PR #46, opened 2016-04-15
Change sample viewset to filter based on query params

### LINKED ISSUE #39: Sample API resource is inconsistent with the rest of the API
It would be more consistent with the rest of the API if the `Sample` resource was accessible via `/api/sample` and `annotated` would be a filter query argument. So you would then do queries:
* `/api/sample?annotated=1` instead of `/api/sample/annotated`
* `/api/sample?annotated=0` instead of `/api/sample/unannotated`

This would make it more consistent for use in the GenJs frontend API.

dblenkus:
Fixes #39

### DIFF
--- a/resolwe_bio/api/views.py
+++ b/resolwe_bio/api/views.py
@@ -1,35 +1,25 @@
-from django.db.models import Max, Q
+from __future__ import absolute_import, division, print_function, unicode_literals
 
-from rest_framework.decorators import list_route
-from rest_framework.response import Response
+from django.db.models import Max, Q
 
 from resolwe.flow.models import Collection
 from resolwe.flow.views import CollectionViewSet
 
 
 class SampleViewSet(CollectionViewSet):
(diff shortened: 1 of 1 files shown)


resolwe_bio/api/views.py
```diff
@@ -1,35 +1,25 @@
...
-        ).filter(
-            ~Q(descriptor__has_key='geo') | ~Q(descriptor__geo__has_key='annotator')
-        ).order_by('-latest_date')
-        serializer = self.serializer_class(queryset, many=True, context={'request': request})
-
-        return Response(serializer.data)
+
+    def get_queryset(self):
+        queryset = Collection.objects.annotate(
+                latest_date=Max('data__created')
```
kostko: Strange indentation?

kostko:
One minor style fix, otherwise LGTM.

resolwe_bio/api/views.py
dblenkus: Thanks, fixed.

TASK DETAILS: Whatever is in the entries above, write it out exactly.

RESULT OF THIS EXERCISE:
PR #46, opened 2016-04-15
Change sample viewset to filter based on query params

### LINKED ISSUE #39: Sample API resource is inconsistent with the rest of the API
It would be more consistent with the rest of the API if the `Sample` resource was accessible via `/api/sample` and `annotated` would be a filter query argument. So you would then do queries:
* `/api/sample?annotated=1` instead of `/api/sample/annotated`
* `/api/sample?annotated=0` instead of `/api/sample/unannotated`

This would make it more consistent for use in the GenJs frontend API.

dblenkus:
Fixes #39

### DIFF
--- a/resolwe_bio/api/views.py
+++ b/resolwe_bio/api/views.py
@@ -1,35 +1,25 @@
-from django.db.models import Max, Q
+from __future__ import absolute_import, division, print_function, unicode_literals
 
-from rest_framework.decorators import list_route
-from rest_framework.response import Response
+from django.db.models import Max, Q
 
 from resolwe.flow.models import Collection
 from resolwe.flow.views import CollectionViewSet
 
 
 class SampleViewSet(CollectionViewSet):
(diff shortened: 1 of 1 files shown)


resolwe_bio/api/views.py
```diff
@@ -1,35 +1,25 @@
...
-        ).filter(
-            ~Q(descriptor__has_key='geo') | ~Q(descriptor__geo__has_key='annotator')
-        ).order_by('-latest_date')
-        serializer = self.serializer_class(queryset, many=True, context={'request': request})
-
-        return Response(serializer.data)
+
+    def get_queryset(self):
+        queryset = Collection.objects.annotate(
+                latest_date=Max('data__created')
```
kostko: Strange indentation?

kostko:
One minor style fix, otherwise LGTM.

resolwe_bio/api/views.py
dblenkus: Thanks, fixed.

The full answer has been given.